Un rabbin qui a grandi en Allemagne, s’est converti au judaïsme avant d’être ordonné et sert maintenant une congrégation dans un autre pays a déclaré que des questions sur l’Holocauste se posent fréquemment. (Le rabbin a demandé l’anonymat pour éviter d’envenimer davantage le débat sur la conversion.) La congrégation « voulait savoir ce que ma famille avait fait pendant l’Holocauste et comment je pensais à l’Holocauste. J’ai répondu », a déclaré le rabbin. Et lors des événements de commémoration, « j’encadre généralement – et je remets ».

Lorsque les gens interrogent Ederberg sur ses antécédents familiaux, elle leur dit que ses deux grands-pères étaient des soldats pendant la Seconde Guerre mondiale, l’un d’eux étant mort lors de la bataille de Stalingrad. « L’autre m’a dit des années plus tard qu’il était mécanicien et qu’il était vraiment content de ne pas avoir à tirer », a-t-elle déclaré. « Mais il faisait toujours partie du système. »

« En tant qu’Allemand qui s’est converti au judaïsme, vous avez ce poids particulier et cette responsabilité d’être très clair sur ces questions », a ajouté Ederberg. « Et tous ceux qui se convertissent avec moi doivent y faire face. »

En fin de compte, la colonne de Gerstetter pleure une double perte : presque anéantie par l’Holocauste, la communauté juive s’est lentement reconstruite, pour subir ce qu’elle dit avoir été une « perte de la forte identification qui existait dans les années post-Shoah ».

Même si, comme le suggère Gerstetter, les communautés juives ont mis un frein à la conversion pour maintenir un équilibre précaire vis-à-vis des Juifs de naissance, « le train a quitté la gare il y a longtemps », comme le dit Steiner.

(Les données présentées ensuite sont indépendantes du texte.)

PR #649, opened 2026-03-03
fix(cmd): validate positional args

### LINKED ISSUE #648: `furyctl apply` silently ignores positional arguments
### Describe the bug

The `furyctl apply` command silently ignores positional arguments and failing highlight potential issues to the user.

Example:

```
$ furyctl apply distribution
```

Will apply all the phases and should instead show a message to the user saying that `distribution` is not a valid argument. Notice that the `--phase (-p)` flag is missing.

### To Reproduce

1. Run `furyctl apply <something>`
2. See how the cli runs the apply command and ignores the positional argument

### Expected behavior

The CLI should stop and tell the user that the positional argument is an error.

### Software versions

- `furyctl version` command output, for example:

```bash
$ furyctl version
buildTime: 2026-02-24T08:25:40Z
gitCommit: cc3e84c6110a4b5344516a7a0387a5349c23ee8d
goVersion: go1.23.2
osArch: arm64
version: 0.34.0
```

### Additional context

This issue is probably present on other commands

ralgozino:
Fail when user passes positional args to commands that do not require them, avoiding mistakes.

### Summary 💡

Modify all commands that don't take a positional argument to fail with an error when the user passes one (most probably by mistake).

Fixes #648

### Description 📝

See the linked issue on the rationale behind this change.

### Breaking Changes 💔

None, but furyctl invocations that included a positional argument by mistake could start failing now.

See for example the fix to the e2e test that were passing the `true` value to a flag that does not take one and it was being silently ignored as a positional argument.

### Tests performed 🧪

- [x] Tested that commands now fail with an error when a positional argument is passed instead of silently ignoring them.
- [x] Tested that commands still work as expected when they are invoked properly.

### Future work 🔧

None

### DIFF
--- a/cmd/apply.go
+++ b/cmd/apply.go
@@ -78,12 +78,14 @@ func NewApplyCmd() *cobra.Command {
 	var cmdEvent analytics.Event
 
 	applyCmd := &cobra.Command{
+		Args:  cobra.NoArgs,
 		Use:   "apply",
 		Short: "Apply the configuration to create, update, or upgrade a battle-tested SIGHUP Distribution cluster",
 		Example: `  furyctl apply                                     Apply all the configuration to the cluster using the default configuration file name
   furyctl apply --config mycluster.yaml             Apply a custom configuration file
   furyctl apply --phase distribution                Apply a single phase, for example the distribution phase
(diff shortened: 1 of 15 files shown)


stefanoghinelli (approved):
Awesome! 🚀

PR #652, opened 2026-04-08
feat: add furyctl get cluster-info command

stefanoghinelli:
### Summary 💡

Implements the `furyctl get cluster-info` command, which displays a quick overview of a running cluster's configuration and status.

Closes: sighupio/product-management/issues/642

### Description 📝

All values are read from the configmaps/secrets that furyctl stores in the kube-system namespace; the Kubernetes version and node list are retrieved via live `kubectl` queries.

The last configuration change time is read from the `furyctl-config` secret. It is printed in UTC.

The ongoing upgrade status is read from the `furyctl-upgrade-state` configmap and reports the first pending or failed phase with its status.

Nodes are grouped by their primary `node-role.kubernetes.io/*` label. Since a node can carry multiple role labels, is applied a deterministic order: `control-plane` first, then `master`, then alphabetical, then those with no role.

The `--format` / `-f` flag supports `text` (default), `json`, and `yaml`.

#### Example txt output

```
./furyctl get cluster-info
Cluster Name:               test-onprem
SD Version:                 v1.34.0
SD Kind:                    OnPremises
SD Installer version:       v1.34.4
SD Upgrade paths:           None
SD Ongoing upgrade:         None
Kubernetes version:         v1.34.4
Etcd topology:              Stacked
Last configuration change:  2026-04-08 06:49:27 (UTC)
Custom Patches present:     Yes

Module             Version  Type
--------------------------------
Networking         v3.1.0   cilium
Ingress            v5.0.0   haproxy/single
Monitoring         v4.1.0   none
Logging            v5.3.0   none
Tracing            v1.4.0   none
Policy             v1.16.0  none
Auth               v0.6.1   none
Disaster Recovery  v3.3.0   none

Plugin Name             Type
----------------------------
local-path-provisioner  Kustomize
ldap-local              Kustomize
s1-agent                Helm

Node Role      Qty  vCPU  RAM(GiB)
---------------------------------
control-plane  1    2     3.8
infra          3    12    16.9
worker         2    8     11.3
<none>         1    4     5.6
=================================
Total          7    26    37.6
```

### Breaking Changes 💔

None.

### Tests performed 🧪

- [x] Unit tests
- [x] Integration test
- [x] Linting passes with no issues
- [x] Manual test against all providers

### Future work 🔧

- This first implementation extracts everything is already available, which phase failed/is pending, and its status. The "from which version" detail cannot be fulfilled with the current data since the information simply isn't stored there. To support it, the upgrade.State struct would need to be extended to include From and To version fields, populated when furyctl starts an upgrade. That's a separate change in the upgrade flow, outside the scope of this PR.
- The “nice-to-have” features will be addressed in a future iteration.

### DIFF
--- a/cmd/get/cluster-info.go
+++ b/cmd/get/cluster-info.go
@@ -1,0 +1,360 @@
+// Copyright (c) 2017-present SIGHUP s.r.l All rights reserved.
+// Use of this source code is governed by a BSD-style
+// license that can be found in the LICENSE file.
+
+package get
+
+import (
+	"encoding/json"
+	"errors"
+	"fmt"
+	"math"
+	"os"
+	"path"
+	"path/filepath"
+	"strings"
+	"text/tabwriter"
+
+	"github.com/sirupsen/logrus"
+	"github.com/spf13/cobra"
+	"github.com/spf13/viper"
+	v3 "gopkg.in/yaml.v3"
+
+	"github.com/sighupio/furyctl/internal/analytics"
+	"github.com/sighupio/furyctl/internal/app"
+	"github.com/sighupio/furyctl/internal/clusterinfo"
+	"github.com/sighupio/furyctl/internal/flags"
+	cobrax "github.com/sighupio/furyctl/internal/x/cobra"
+	execx "github.com/sighupio/furyctl/internal/x/exec"
+)
+
+const (
+	outputFormatText = "text"
+	outputFormatJSON = "json"
+	outputFormatYAML = "yaml"
+	minTableLines    = 3
+)
+
+var errInvalidOutputFormat = errors.New("invalid output format, supported values are: text, json, yaml")
+
+func NewClusterInfoCmd() *cobra.Command {
+	var cmdEvent analytics.Event
+
+	clusterInfoCmd := &cobra.Command{
+		Args:  cobra.NoArgs,
+		Use:   "cluster-info",
+		Short: "Display cluster information.",
+		Long:  `Display information about the cluster, Kubernetes, and SD status. The command provides a quick overview of the cluster configuration and its current state; its output can be used for analysis and troubleshooting.`,
+		Example: `  furyctl get cluster-info                display cluster info in text format (default)
+  furyctl get cluster-info --format json   display cluster info as JSON
+  furyctl get cluster-info --format yaml   display cluster info as YAML
+ `,
+		PreRun: func(cmd *cobra.Command, _ []string) {
+			cmdEvent = analytics.NewCommandEvent(cobrax.GetFullname(cmd))
+
+			if err := flags.LoadAndMergeCommandFlags("get"); err != nil {
+				logrus.Fatalf("failed to load flags from configuration: %v", err)
+			}
+
+			if err := viper.BindPFlags(cmd.Flags()); err != nil {
+				logrus.Fatalf("error while binding flags: %v", err)
+			}
+		},
+		RunE: func(_ *cobra.Command, _ []string) error {
+			ctn := app.GetContainerInstance()
+
+			tracker := ctn.Tracker()
+			tracker.Flush()
+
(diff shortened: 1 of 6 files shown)


internal/clusterinfo/collector.go
```diff
@@ -0,0 +1,763 @@
...
+		}
+	}
+
+	return false
+}
+
+// extractModules combines types from furyctl config with versions from the KFD
+// YAML. Fixed order keeps output stable; for EKS, an AWS row is appended when
+// present.
+func extractModules(configMap map[string]any, sd distroconf.KFD, kind string) []ModuleInfo {
```
stefanoghinelli, line 391: Note for reviewers: `extractModules` is intentionally static, display names differ from yaml keys (opa is "Policy", dr is "Disaster Recovery"), each module has its own type extraction logic, and versions are sourced from the typed distroconf.KFD struct. Adding a new module requires an explicit entry.

cmd/get/cluster-info.go
```diff
@@ -0,0 +1,360 @@
...
+
+func NewClusterInfoCmd() *cobra.Command {
+	var cmdEvent analytics.Event
+
+	clusterInfoCmd := &cobra.Command{
+		Args:  cobra.NoArgs,
+		Use:   "cluster-info",
+		Short: "Display cluster information.",
+		Long:  `Display information about the cluster, Kubernetes, and SD status. The command provides a quick overview of the cluster configuration and its current state; its output can be used for analysis and troubleshooting.`,
+		Example: `  furyctl get cluster-info                display cluster info in text format (default)
```
ralgozino: columns alignment
```suggestion
		Example: `  furyctl get cluster-info                 display cluster info in text format (default)
```

cmd/get/cluster-info.go
```diff
@@ -0,0 +1,360 @@
...
+			"When set, furyctl looks for kubectl inside this folder. "+
+			"If not set, kubectl is resolved from PATH.",
+	)
+
+	clusterInfoCmd.Flags().StringP(
+		"format",
+		"f",
+		outputFormatText,
+		"Output format. Supported values: text, json, yaml",
+	)
```
ralgozino, line 124: It would be nice to autocomplete the available options here like we do for the other commands. See for example the apply.go file and search for "completion"

internal/clusterinfo/collector.go
```diff
@@ -0,0 +1,763 @@
...
+	}
+
+	if !hasAny {
+		return nil
+	}
+
+	return result
+}
+
+func etcdTopology(kind string, configMap map[string]any) string {
```
ralgozino, line 525: this func will need to be adapted to support immutable

internal/clusterinfo/collector.go
```diff
@@ -0,0 +1,763 @@
...
+
+	hosts, ok := etcd["hosts"].([]any)
+	if !ok || len(hosts) == 0 {
+		return etcdStacked
+	}
+
+	return etcdDedicated
+}
+
+func installerVersion(kind string, sd distroconf.KFD) string {
```
ralgozino, line 604: this func will need to be adapted to support immutable

ralgozino (commented):
A first round of review, I'll take a closer look in the next days

internal/clusterinfo/collector.go
stefanoghinelli: Cannot be added now because fury-distribution v1.34.0 does not yet expose KFDKubernetes.Immutable. I will add the case along with the dependency update once Kubernetes.Immutable is merged into the main branch. WDYT?

ralgozino: This can be addressed now

stefanoghinelli:
Ready @ralgozino

ralgozino (approved):
lgtm, very nice addition <3

nutellinoit (approved):
LGTM! Ship it! 🚀

PR #656, opened 2026-04-30
fix: fallback to spec.kubernetes.vpcId when infra output.json has no vpc_id

mimnix:
### Summary 💡

   When running the infrastructure phase without creating a VPC (because it already exists), the `output.json` file is created but does not contain a `vpc_id` key. This causes `ErrVpcIDNotFound` in the distribution phase, preventing the fallback to `.spec.kubernetes.vpcId` from the furyctl config.

   Closes:

   Relates:

   ### Description 📝

   The `extractVpcIDFromPrevPhases` function in the distribution phase had an `if/else` structure where the fallback to `.spec.kubernetes.vpcId` was only reached when `output.json` did not exist at all (`os.ReadFile` error).

   When the infrastructure phase runs without creating a VPC, it still produces an `output.json` (empty or without `vpc_id`). In this case, the code entered the `if` branch, found no `vpc_id`, and returned `ErrVpcIDNotFound` instead of falling through to the furyctl config fallback.

   The fix removes the exclusive `if/else` structure so that when `output.json` exists but does not contain `vpc_id`, execution continues to the fallback that reads the value from `.spec.kubernetes.vpcId`.

   ### Breaking Changes 💔

   None.

   ### Tests performed 🧪

   - [x] Project compiles successfully with `go build ./...`
   - [ ] Tested the distribution phase with an existing VPC and no `vpc_id` in infra output

   ### Future work 🔧

   - Add unit tests for `extractVpcIDFromPrevPhases` covering the different fallback scenarios.
   - Consider applying the same fix to `kubernetes.go` where `ErrVpcIDNotFound` is also returned in a similar pattern.

### DIFF
--- a/internal/apis/kfd/v1alpha2/ekscluster/common/distribution.go
+++ b/internal/apis/kfd/v1alpha2/ekscluster/common/distribution.go
@@ -142,34 +142,30 @@ func (d *Distribution) extractVpcIDFromPrevPhases(fMerger *merge.Merger) (string
 		var infraOut terraform.OutputJSON
 
 		if err := json.Unmarshal(infraOutJSON, &infraOut); err == nil {
-			if infraOut["vpc_id"] == nil {
-				return vpcID, ErrVpcIDNotFound
+			if infraOut["vpc_id"] != nil {
+				vpcIDOut, ok := infraOut["vpc_id"].Value.(string)
+				if !ok {
+					return vpcID, ErrCastingVpcIDToStr
+				}
+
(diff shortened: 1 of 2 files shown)


stefanoghinelli (commented):
Hi @mimnix

I think we need to cover testing more thoroughly.

Can you provide more information about testing the changes?

stefanoghinelli:
As discussed, @marcopaggioro  will work the unit tests.

stefanoghinelli (approved):

PR #659, opened 2026-05-12
chore: cqi

marcopaggioro:
### Summary 💡

⚠️ To review after the #638  because it's a child branch.

This PR aims to do some Code Quality Improvement, even from the update of Go to .24 from the PR #638 

### Description 📝

Notes:
- Removed no more necessary `.tool-versions` file
- Removed a "useless" struct created only to run `Sort` function in favor of `SortFunc`
- Replaced the combination of `HasPrefix` + `TrimPrefix` with `CutPrefix`
- Better error joining with `errors.Join` that preserve error types
- `slices.Contains` and `slices.ContainsFunc` instead of a manual for-loop
- Use the testkit `t.Chdir` and `t.TempDir` to handle directories for testing
- Use the higher level function `require.Equal` instead of `reflect.DeepEqual`
- Use testkit `t.Context()` instead of background context

### Breaking Changes 💔

Not detected.

### Tests performed 🧪

Ran all test suites.

### Future work 🔧

Not planned.


internal/flags/expansion_integration_test.go
```diff
@@ -171,13 +171,7 @@ func TestFlagExpansion_LoadFromCurrentDirectory(t *testing.T) {
...
 
 	// Change to temp directory
-	originalDir, _ := os.Getwd()
-	defer func() {
-		os.Chdir(originalDir)
-	}()
-
-	err = os.Chdir(tempDir)
-	require.NoError(t, err)
+	t.Chdir(tempDir)
```
ralgozino, line 174: From the docs I see that `t.Chdir` also restores to the previous directory, nice. But what happens in the case of an error? For example, if tempDir does not exist? I don't see `Chdir` returning an err.

.tool-versions
ralgozino, line 1: I don't see that all the tools specified in this file are also present in the mise.toml file. Is that correct or did we miss to port them to the mise.toml file?

internal/flags/expansion_integration_test.go
marcopaggioro: The function does not return an error, it throws panic errors or c.Fatal errors: in either cases the test fails.

.tool-versions
marcopaggioro: They seems unused. Local build and local testing works fine without them.
We can re-add them in the future if necessary.

ralgozino (approved):
lgtm

PR #671, opened 2026-06-16
feat: self-contained ansible bundle and per-kind dependency download

nutellinoit:
### Summary 💡

Three related improvements:
1. **Ansible becomes a downloadable, self-contained bundle** (relocatable CPython + ansible-core + collections) → no host Ansible for OnPremises/Immutable.
2. **Integrity**: when the distribution pins per-arch checksums, furyctl verifies the downloaded artifact (SHA-256) and rejects a mismatch (fail-closed).
3. furyctl now downloads/validates **only the dependencies each cluster kind needs** (across `apply`, `download dependencies` and validation).

Related distribution PR: https://github.com/sighupio/distribution/pull/525 (requires `fury-distribution v1.34.2-rc.1`)
Reference PoC (bundle build recipe + releases): https://github.com/nutellinoit/ansible-portable-poc (release `v0.2.1`)

### Description 📝

**Self-contained Ansible bundle**
- `internal/dependencies/tools/ansible.go`: `SupportsDownload()=true`; URL built from the pinned bundle release; **presence-only** version check (the pin is the bundle tag, not the ansible-core version).
- `internal/tool/ansible/runner.go`: runs `python3 <ansible-playbook>` (ignores the build-time shebang after relocation) + injects `ANSIBLE_COLLECTIONS_PATH` / `PATH`; falls back to system Ansible when not pinned.
- **Upgrade scripts** (`configs/upgrades/onpremises/**/{pre-kubernetes,pre-distribution}.sh.tpl`) call `{{ $.paths.ansiblePlaybook }}` instead of a bare `ansible-playbook`, so upgrades also use the bundle (or system Ansible when not pinned).
- Feature-gated by `tools.common.ansible.version`.

**Checksum verification**
- `pkg/dependencies/download.go`: `DownloadTools` appends go-getter `?checksum=sha256:<hash>` when the distribution pins a per-arch checksum (`KFDTool.Checksums`, keyed `<os>-<arch>`). Mismatch → the download fails. Tools/distros without checksums are unaffected.

**Per-kind dependency download**
- New `internal/distribution.ToolNeededForKind / ModuleNeededForKind / InstallerNeededForKind`, threaded through `DownloadAll/Installers/Tools/Modules` and the tools validator.
- OnPremises no longer pulls `terraform`/`awscli` or the `eks`/`immutable` installers.
- Adopts the `installer-<name>` repo naming convention (fixes the immutable installer URL); supports the new `Immutable` kind (which also uses Ansible).

### Breaking Changes 💔

None — without `tools.common.ansible.version` the system-Ansible path is unchanged; checksum verification is skipped when no checksum is pinned; per-kind filtering only narrows downloads to what each kind already used.

### Transition / backward compatibility 🔁

- Distros that **do not** pin `tools.common.ansible.version` (all existing ones) keep using the **system Ansible** — a host Ansible is still required there. The bundle kicks in only once a distro pins it.
- Maintainer note: **new** on-prem upgrade scripts that invoke Ansible must use `{{ $.paths.ansiblePlaybook }}` (root context, since the calls live inside `{{ range }}` blocks), not a bare `ansible-playbook`.

### Tests performed 🧪

- [x] `mise run lint` (0 issues), unit tests (incl. the checksum helper), `go build ./...`
- [x] On-prem e2e on Vagrant (1 master / 1 haproxy / 1 worker): `apply --phase kubernetes` creates a v1.34.4 cluster using the bundled Ansible
- [x] **Checksum**: cold-cache download verifies the pinned SHA-256; a wrong hash fails the download (no extraction)
- [x] `download dependencies` fetches only the onpremises installer + ansible bundle (no terraform/awscli/eks/immutable)

### Next steps 🔜

- **Internalize the PoC** into a SIGHUP-hosted bundle repo and make the bundle base URL **configurable per distro** (not hardcoded), with a CI check that rejects non-`sighupio` URLs.
- **Version validation**: allowlist `tools.common.ansible.version` (reject `/`, `\`, `..`) at all construction sites.
- Optional: cosign/minisign **signature** on top of the checksum.
- **macOS control node**: strip `com.apple.quarantine` (and/or ad-hoc re-sign) the extracted bundle so Gatekeeper doesn't block the bundled `python3` on Apple Silicon. Linux control nodes (the on-prem/CI case) are unaffected.


nutellinoit:
Superseded by mise bundle, closing

PR #679, opened 2026-06-25
feat(onpremises): enforce reducer-less unsupported rules + run migration playbooks in the kubernetes phase

nutellinoit:
### Summary 💡

Let the rules engine enforce `unsupported` transitions on rules without a reducer, and run migration playbooks from the onpremises kubernetes phase, so a config change is actually applied to a running cluster, not just validated. Enables the kube-proxy `ipvs/nil → nftables` migration (distribution side: sighupio/distribution#505).

### Description 📝

The `unsupported` check only looked at rules with a reducer, so a rule with only `unsupported` (like `kubeProxy.type`) was never enforced, forcing a fake reducer. Now `GetUnsupportedRules` feeds the preflight check in every provider, independent of reducers. It also exports `diffs.ExpandMapChanges` so `nil → value` transitions (a new field whose parent is born in the diff) still match leaf-targeted rules.

It also extends the reducer mechanism, until now distribution-only (`scripts/<lifecycle>.sh`), to the onpremises kubernetes phase, where it runs `migrations/<lifecycle>.yaml` via the ansible runner with the reducers' `from`/`to` as extra-vars. The distribution drives the migration entirely from the rules, no furyctl changes. As in the distribution phase, it prompts for confirmation before an unsafe migration (`--force migrations` to skip).

### Breaking Changes 💔

None.

### Tests performed 🧪

- [x] Unit tests (`pkg/diffs`, `pkg/reducers`) incl. `nil → value`; full suite green, lint clean.
- [x] e2e on a real onprem 1.35 cluster: `ipvs → nftables` applied (kube-proxy + Calico on nftables), idempotent re-apply, `→ ipvs`/`→ none` blocked.
- [x] Confirmation prompt verified e2e.

### Future work 🔧

None.

### DIFF
--- a/internal/apis/kfd/v1alpha2/ekscluster/create/preflight.go
+++ b/internal/apis/kfd/v1alpha2/ekscluster/create/preflight.go
@@ -373,15 +373,15 @@ func (p *PreFlight) CheckReducersDiffs(d r3diff.Changelog, diffChecker diffs.Che
 
 	errs = append(errs, diffChecker.AssertReducerUnsupportedViolations(
 		d,
-		r.UnsupportedReducerRulesByDiffs(r.GetReducers("infrastructure"), d),
+		r.GetUnsupportedRules("infrastructure"),
 	)...)
 	errs = append(errs, diffChecker.AssertReducerUnsupportedViolations(
 		d,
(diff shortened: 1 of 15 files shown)


stefanoghinelli (approved):
Super!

Quoi qu’il arrive ensuite, il est important de ne pas saper les convertis parmi nous, a déclaré Balla : Ils font partie de l’avenir. Même en tant que rabbins.

«Je ne suggérerais pas à un converti de lutter pour un rôle de leadership. Mais peut-être que la personne possède une qualité de leadership que personne d’autre n’a », a-t-il déclaré.

Source : ynetnews.com

Photo : Shutterstock

Note : Bien des choses qui se passent dans ce domaine en Allemagne ne sont pas acceptables par le Judaïsme orthodoxe, mais le présent article a au moins la qualité de se faire l’écho de la situation sur place.